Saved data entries
————————

PR #2579, opened 2023-06-21
[PM-192] Refactor forwarded email providers

fedemkr:
## Type of change
- [ ] Bug fix
- [ ] New feature development
- [ ] Other

## Objective

Refactor forwarded email providers to use better patterns, reuse code and improve maintainability.

## Code changes

* **GeneratorPage.xaml:** Refactor all forwarded email providers to unify all the API token/key into one field binded which changes its value depending on the provider type selected. This makes the view tree lighter and changing from one type to the other smoother.
* **GeneratorPageViewModel.cs:** Unified all the API Token/Key into `ForwardedEmailApiSecret` alongside the label and the show toggle as well. Inside it gets/sets the correct one depending on the type selected. Simplified the api secret toggle command and improved the errors to the user when we get a 401/403 from the provider.
* **ForwardedEmailInvalidSecretException.cs:** Special exception to be raised when a 401/403 is gotten from the provider.
* **UsernameGenerationOptions.cs:** Added the "mapper" of the particular options for the forwarded email services.
* **UsernameGeneratorConfig.cs:** No longer necessary -> Removed.
* **ApiService.cs:** Moved all the particular forwarded email logic to the new `...Forwarder` classes and added a new `SendAsync(HttpRequestMessage, CancellationToken)` to be used for these kind of things where we don't call our API. Only left `GetFastmailAccountIdAsync(...)` cause I didn't want to move the `HttpClient` outside this class in this PR. ♻️  Eventually, we should refactor this class and split it, it's getting pretty big.
* **CryptoService.cs:** Moved `RandomStringAsync` here cause it made more sense to be in the same place as random number.
* **BaseForwarder.cs:** Base class for all forwarders where it makes the call to the service with custom configurations from its children.
* **AnonAddyForwarder.cs, DuckDuckGoForwarder.cs, FastmailForwarder.cs, FirefoxRelayForwarder.cs, SimpleLoginForwarder.cs:** Forwarder providers particular logic and configurations.
* **ForwarderOptions.cs:** Options to configure the forwarders.
* **UsernameGenerationService.cs:** Refactor the forwarder email to create the appropriate forwarder and generate accordingly.

## Before you submit


mpbw2 (approved):

aj-rosado (approved):
LGTM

————————

• Your instructions: Retype only this range exactly: the first line of the data through the line where "401/403 from the provider." appears.

• Written solution:
PR #2579, opened 2023-06-21
[PM-192] Refactor forwarded email providers

fedemkr:
## Type of change
- [ ] Bug fix
- [ ] New feature development
- [ ] Other

## Objective

Refactor forwarded email providers to use better patterns, reuse code and improve maintainability.

## Code changes

* **GeneratorPage.xaml:** Refactor all forwarded email providers to unify all the API token/key into one field binded which changes its value depending on the provider type selected. This makes the view tree lighter and changing from one type to the other smoother.
* **GeneratorPageViewModel.cs:** Unified all the API Token/Key into `ForwardedEmailApiSecret` alongside the label and the show toggle as well. Inside it gets/sets the correct one depending on the type selected. Simplified the api secret toggle command and improved the errors to the user when we get a 401/403 from the provider.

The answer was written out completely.